Russia and Belarus War Games Place Enemy in Poland and Baltics

Oleg Belokonev
Belarusian Deputy Defense Minister Oleg Belokonev attends a news conference on the forthcoming Zapad (West) 2017 joint war games with Russia, in Minsk, Belarus, August 29. Vasily Fedosenko/Reuters

Russia and Belarus's joint military drill is not, as some European countries fear, a simulated assault on NATO, its organizers argue. The exercise will instead take on the fierce (though hypothetical) foes that are Vaisnoria and its Western backers Wesbaria and Lubenia, according to the newly presented program for the upcoming event, Belarus's deputy defense minister said on Tuesday.

The exercise, called Zapad (West) 2017, is scheduled to start September 14. It will last six days and involve around 12,000 troops, though past iterations of such drills have expanded tenfold nearer to the date, despite similar initial personnel numbers announcements.

Formally, Russia and Belarus have called it a defensive drill, one with a focus on counterterrorism maneuvers, while Lithuania and others have described it as a simulation for war with NATO. The drill scenario described by Belarusian Deputy Defense Minister Oleg Belokonev has done little to allay fears among Belarus's western neighbors.

Vaisnoria, the main antagonist of the drill, is a hypothetical region of Belarus, held by mystery insurgents. It sits on Belarus's northwestern territory, bordering NATO allies Lithuania and Poland. The Belarusian regions under Vaisnoria's imaginary rule are curiously ones with a higher number of Catholics, compared with the rest of the predominantly Orthodox Belarus.

This choice has a peculiar parallel with the electoral map of Belarus, local news site Charter 97 pointed out.

A quick look at where Belarus and Russia imagine the main partners of Vaisnoria sit is also unlikely to calm anybody concerned by Zapad 2017. Wesbaria and Lubenia occupy territory that in reality falls in Poland, Lithuania and Latvia. All of them are NATO neighbors that are among the most concerned about the drill and its aftermath. Poland has suggested Russia is using the drill as a cover to pour military westward, into Belarus that it does not intend to pull back.

Even the chosen names of the hostile, imaginary republics are neither Belarusian nor Russian but have their roots in the Baltic languages, Belarus's Nasha Niva newspaper reports.

Belokonev's description of the insurgency also seemed to blur the lines between a military and militant target. According to the defense official, the exercise was designed that way to practice combat against "international separatist and terrorist organizations, having external support," Belarusian state news agency BTA reports.

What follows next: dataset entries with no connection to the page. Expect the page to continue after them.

Issue #2596, opened 2023-03-10
inquiry: pre-stop callback


le-duane:
Hi,

Sorry, this isn't a bug report, and I couldn't figure out how to get an invite to the Postgres Slack Workspace.

My team is attempting to move to ECTD as our DCS from Kubernetes. We would like to leverage callbacks to manage the role labels for our pods. We also from time to time have logical replication connections which hang shutdown, and would like to kill these before shutdown as well. However, the `on_stop` callback is too late for both of these things.

My thought was to do this via a pre-stop callback before the actual shutdown of the DB; perhaps [here](https://github.com/zalando/patroni/blob/60a7e5a514b1a9982c1ff1f9ee78f644a4e820bb/patroni/postgresql/__init__.py#L699)?

I would like to start a discussion of whether this is feasible or perhaps whether this is a better way to achieve our goals here.

Thanks!

hughcapet:
> I couldn't figure out how to get an invite to the Postgres Slack Workspace

You can join using the link provided here: https://www.postgresql.org/community/

le-duane:
Thanks @hughcapet - that got me going!

PR #2642, opened 2023-04-11
Add before stop hook

le-duane:
We'd like the ability to run scripts prior to shutting down our Postgres instances.

The two cases we have in mind are:
* In spite of following all best practices client-side, logical replication connections can sometimes hang the Postgres shutdown sequence. We'd like to sigterm any misbehaving logical replication connections which remain after x seconds. These will inevitably get killed anyway on master stop timeout.
* remove "role=master" label on current primary when not using k8s as DCS. Waiting until after Postgres fully stops can sometimes be too long for this.

#2596

### DIFF
--- a/patroni/postgresql/__init__.py
+++ b/patroni/postgresql/__init__.py
@@ -12,7 +12,7 @@ from datetime import datetime
 from dateutil import tz
 from psutil import TimeoutExpired
 from threading import current_thread, Lock
-from typing import Optional, Union, TYPE_CHECKING
+from typing import Any, Dict, List, Optional, Union, TYPE_CHECKING
 
 from .bootstrap import Bootstrap
 from .callback_executor import CallbackAction, CallbackExecutor
@@ -30,7 +30,7 @@ from ..exceptions import PostgresConnectionException
 from ..utils import Retry, RetryFailedError, polling_loop, data_directory_is_empty, parse_int
 
 if TYPE_CHECKING:  # pragma: no cover
-    from .config import GlobalConfig
+    from ..config import GlobalConfig
 
 logger = logging.getLogger(__name__)
 
@@ -156,6 +156,11 @@ class Postgresql(object):
     @property
     def lsn_name(self):
         return 'lsn' if self._major_version >= 100000 else 'location'
+
+    @property
+    def supports_multiple_sync(self) -> bool:
+        """:returns: `True` if Postgres version supports more than one synchronous node."""
+        return self._major_version >= 90600
 
     @property
     def cluster_info_query(self):
@@ -419,13 +424,16 @@ class Postgresql(object):
     def received_timeline(self):
         return self._cluster_info_state_get('received_tli')
 
-    def synchronous_commit(self):
+    def synchronous_commit(self) -> str:
+        """:returns: "synchronous_commit" GUC value."""
         return self._cluster_info_state_get('synchronous_commit')
 
-    def synchronous_standby_names(self):
+    def synchronous_standby_names(self) -> str:
+        """:returns: "synchronous_standby_names" GUC value."""
         return self._cluster_info_state_get('synchronous_standby_names')
 
-    def pg_stat_replication(self):
+    def pg_stat_replication(self) -> List[Dict[str, Any]]:
+        """:returns: a result set of 'SELECT * FROM pg_stat_replication'."""
         return self._cluster_info_state_get('pg_stat_replication') or []
 
     def is_leader(self):
@@ -924,7 +932,8 @@ class Postgresql(object):
             self._cached_replica_timeline = self.get_replica_timeline()
         return self._cached_replica_timeline
 
-    def get_primary_timeline(self):
+    def get_primary_timeline(self) -> int:
+        """:returns: current timeline if postgres is running as a primary or 0."""
         return self._cluster_info_state_get('timeline')
 
     def get_history(self, timeline):
--- a/patroni/postgresql/__init__.py
+++ b/patroni/postgresql/__init__.py
@@ -233,6 +233,17 @@ class Postgresql(object):
         pg_ctl = [self.pgcommand('pg_ctl'), cmd]
         return subprocess.call(pg_ctl + ['-D', self._data_dir] + list(args), **kwargs) == 0
 
+    def initdb(self, *args: str, **kwargs: Any) -> bool:
+        """Builds and executes the initdb command.
+
+        :param args: List of arguments to be joined into the initdb command.
+        :param kwargs: Keyword arguments to pass to ``subprocess.call``.
+
+        :returns: ``True`` if the result of ``subprocess.call`, the exit code, is ``0``.
+        """
+        initdb = [self.pgcommand('initdb')] + list(args) + [self.data_dir]
+        return subprocess.call(initdb, **kwargs) == 0
+
     def pg_isready(self):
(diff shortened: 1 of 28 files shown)


CyberDem0n:
Thanks for working on it @le-duane.

Here are my thoughts. Currently callbacks are supposed to be fired and forgot and they will be running in parallel with whatever Patroni does with Postgres.
In some cases they are indeed executed only after reaching certain stage:
- on_start is executed when Postgres starts accepting connections
- on_stop is executed when Postgres is already stopped

But, right after `on_stop` there could be `on_start` and therefore the newly executed callback usually cancels the one that already running (Patroni kills the process and its all children).

The `on_pre_stop` feels like a bit special. There is one very useful use-case when we would like to run it not as fire-and-forget, but actually wait for the result. More specifically I am talking about `pgbouncer PAUSE`.

Of course, after promoting the new node (or when Postgres is back running as a primary after a restart) we want to do `pgbouncer RESUME`, but this one we don't need to wait for.

Also, we already have `postgresql.pre_promote` hook, which exit code is actually being checked and `pg_ctl promote` isn't called if the exit code is different from 0.

Having said that I'm thinking that `on_pre_stop` should not be a callback, but something similar to `pre_promote`, because we may want to wait until it finished before executing `pg_ctl stop -mf`. And probably `before_stop` would be a bit better name.

le-duane:
Thanks for the quick reply @CyberDem0n - I'll look into `pre_promote`

patroni/postgresql/__init__.py
```diff
@@ -1024,6 +1027,20 @@ def _pre_promote(self):
...
+        """
+
+        cmd = self.config.get('before_stop')
+        if not cmd:
+            return True
+
+        ret = self.cancellable.call(shlex.split(cmd))
+        if ret is not None:
+            logger.info('before_stop script `%s` exited with %s', cmd, ret)
+
```
CyberDem0n, line 1042:
```suggestion
        try:
            ret = self.cancellable.call(shlex.split(cmd))
            if ret is not None:
                logger.info('before_stop script `%s` exited with %s', cmd, ret)
        except Exception as e:
            logger.error('Exception when calling `%s`: %r', cmd, e)
```

le-duane:
Thanks for the tips @CyberDem0n. I'm a lot happier that this is running synchronously now. 

I changed things a little so I could add a test.

patroni/postgresql/__init__.py
```diff
@@ -1024,6 +1027,25 @@ def _pre_promote(self):
...
 
+    def _before_stop(self):
+        """
+        Synchronously run a script prior to stopping postgres
+        """
+
+        cmd = self.config.get('before_stop')
+        if not cmd:
+            return True
+        else:
```
CyberDem0n, line 1038:
```suggestion
        if cmd:
```

tests/test_postgresql.py
```diff
@@ -195,6 +196,17 @@ def test_stop(self, mock_is_running):
...
+        # Ensure before_stop script is called only when configured to
+        mock_postmaster.wait.side_effect = [psutil.TimeoutExpired(30), Mock()]
+        self.p.config._config['before_stop'] = ':'
+        self.p.stop(on_safepoint=mock_callback, stop_timeout=30)
+        self.assertTrue(self.p._do_before_stop.call_count == 1)
+        self.p._do_before_stop.reset_mock()
+        self.p.config._config.pop('before_stop')
+        mock_postmaster.wait.side_effect = [psutil.TimeoutExpired(30), Mock()]
+        self.p.stop(on_safepoint=mock_callback, stop_timeout=30)
+        self.assertTrue(self.p._do_before_stop.call_count == 0)
```
CyberDem0n, line 208:
```suggestion
        # Ensure before_stop script is called when configured to                                                                       
        self.p.config._config['before_stop'] = ':'                                                                                     
        mock_postmaster.wait.side_effect = [psutil.TimeoutExpired(30), Mock()]                                                         
        mock_cancellable_call.return_value = 0                                                                                         
        with patch('patroni.postgresql.logger.info') as mock_logger:                                                                   
            self.p.stop(on_safepoint=mock_callback, stop_timeout=30)                                                                   
            self.assertEqual(mock_logger.call_args[0], ('before_stop script `%s` exited with %s', ':', 0))                             
        mock_postmaster.wait.side_effect = [psutil.TimeoutExpired(30), Mock()]                                                         
        mock_cancellable_call.side_effect = Exception                                                                                  
        with patch('patroni.postgresql.logger.error') as mock_logger:                                                                  
            self.p.stop(on_safepoint=mock_callback, stop_timeout=30)                                                                   
            self.assertEqual(mock_logger.call_args_list[1][0][0], 'Exception when calling `%s`: %r')                                   
```

patroni/postgresql/__init__.py
```diff
@@ -1024,6 +1027,25 @@ def _pre_promote(self):
...
+            self._do_before_stop(cmd)
+
+    def _do_before_stop(self, cmd):
```
CyberDem0n, line 1041:
```suggestion
    def _do_before_stop(self, cmd: str) -> None:
```

CyberDem0n (commented):
Please also update https://github.com/zalando/patroni/blob/ff6d728f07e9a378c595115dabe11b0ca8dba84b/patroni/validator.py#L757 as `Optional("before_strop"): str`

tests/test_postgresql.py
```diff
@@ -195,6 +196,19 @@ def test_stop(self, mock_is_running):
...
+        with patch('patroni.postgresql.logger.info') as mock_logger:                                                                   
+            self.p.stop(on_safepoint=mock_callback, stop_timeout=30)                                                                   
+            self.assertEqual(mock_logger.call_args[0], ('before_stop script `%s` exited with %s', ':', 0))                             
+        mock_postmaster.wait.side_effect = [psutil.TimeoutExpired(30), Mock()]                                                         
+        mock_cancellable_call.side_effect = Exception                                                                                  
+        with patch('patroni.postgresql.logger.error') as mock_logger:                                                                  
+            self.p.stop(on_safepoint=mock_callback, stop_timeout=30)                                                                   
+            self.assertEqual(mock_logger.call_args_list[1][0][0], 'Exception when calling `%s`: %r')                                   
+
```
CyberDem0n, line 211:
```suggestion
        # Ensure before_stop script is called when configured to
        self.p.config._config['before_stop'] = ':'
        mock_postmaster.wait.side_effect = [psutil.TimeoutExpired(30), Mock()]
        mock_cancellable_call.return_value = 0
        with patch('patroni.postgresql.logger.info') as mock_logger:
            self.p.stop(on_safepoint=mock_callback, stop_timeout=30)
            self.assertEqual(mock_logger.call_args[0], ('before_stop script `%s` exited with %s', ':', 0))
        mock_postmaster.wait.side_effect = [psutil.TimeoutExpired(30), Mock()]
        mock_cancellable_call.side_effect = Exception
        with patch('patroni.postgresql.logger.error') as mock_logger:
            self.p.stop(on_safepoint=mock_callback, stop_timeout=30)
            self.assertEqual(mock_logger.call_args_list[1][0][0], 'Exception when calling `%s`: %r')

```

hughcapet:
👍

CyberDem0n:
:+1:

CyberDem0n:
Merged, thank you @le-duane!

Vaisnoria's insurgency is in fact represented by a joint front, labeled the "Western" team, and the "Northern" team, consisting of Belarus and Russia, whose post-Soviet political alliance is also known as the Union State.

"The main reason for the intensifying situation is the attempt of the 'Westerners' to destabilize the situation on the [Belarusian] republic's territory and succeed in worsening ties between those in the Union state," Belokonev said of the exercise, national news website Naviny reports. Belarus is the one trying to contain the situation, "and Russia supports it politically, financially, technically and militarily," he said.

Fear of war among the Baltic states continues to be high since Russia's annexation of Crimea from another former Soviet state—Ukraine. Polls show more people in the Baltics currently fear war than extremist attacks.